Years later, I can still recall my first trip to Narnia, my first flight to Neverland, and my first meeting with Mrs Whatsit, Mrs Who, and Mrs Which, the enigmatic witchlike trio in Madeleine L’Engle’s A Wrinkle in Time. Science fiction and fantasy transported me to far-off lands and introduced me to otherworldly beings while imparting real-world lessons. C.S. Lewis’ The Lion, the Witch and the Wardrobe taught me that no one—not even the traitorous Edmund—is beyond redemption, while Lois Lowry’s The Giver, the story of a seemingly idyllic society revealed to be a rigidly governed dystopia, gave me the courage to question authority.

That’s the beauty of speculative fiction: Its immersive worldbuilding keeps young people enthralled even as they absorb important life lessons. This year’s crop of science fiction and fantasy will not only delight middle graders; it will also leave them braver, more thoughtful, and more deeply empathetic.

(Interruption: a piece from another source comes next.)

PR #500, opened 2020-08-21
Fix malformed utf8 copyright (hot patch)

drgrice1:
This is already in develop. There has been several issues with this recently, and I think it may need to be re-considered as a candidate for a hot patch.


taniwallach:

In Kyle Lukoff’s A World Worth Saving (Dial Books, Feb. 4), A Izenson, a 14-year-old Jewish transgender boy whose parents are forcing him to attend conversion therapy meetings run by an organization called SOSAD, contends with feelings of alienation exacerbated by the isolation of the Covid-19 pandemic. When a strange creature calling itself a golem tells A that it’s up to him to right the “great wrongs…brewing across this land,” A is uncertain. But, angered by everyday injustices—like the disappearance of a SOSAD friend who’s being subjected to “further treatment”—he rises to the occasion. Lukoff masterfully blends Jewish lore with a taut narrative rooted in the here and now. Countless titles are described as both timeless and timely; this one truly earns that praise.

One might expect an Usher—a creature neither dead nor alive, tasked with guiding the departed to the various realms of the Afterlife—to be all-knowing, but Clare, the vulpine protagonist of Aubrey Hartman’s The Undead Fox of Deadwood Forest, illustrated by Marcin Minor (Little, Brown, Feb. 25), is wracked with insecurities about both his physical appearance and his very soul; he’s sure that upon his own demise, he’s destined for the realm of Pain. The arrival of a newly deceased badger sets into motion a journey of self-discovery. In this enchanting story, the macabre mingles with playful whimsy as Hartman conjures a world where, even in death, characters are granted the freedom to redefine themselves.

Robots figure heavily in this year’s science fiction—perhaps a reflection of growing concerns with artificial intelligence. In Guojing’s graphic novel Oasis (Godwin Books, Feb. 18), two siblings, left to fend for themselves in a desert wasteland while their mother works in an underground factory, discover an abandoned robot who becomes a maternal substitute. In Oz Rodriguez and Claribel A. Ortega’s The Girl and the Robot (Disney-Hyperion, March 25), an Afro-Latine preteen whose father was recently deported finds a kindred spirit in an automaton from outer space who crash-lands in her Brooklyn neighborhood.

These tender and thought-provoking tales use fantastical premises to explore immigration, economic inequity, environmental devastation, and the heartache of being separated from loved ones.

Mahnaz Dar is a young readers’ editor.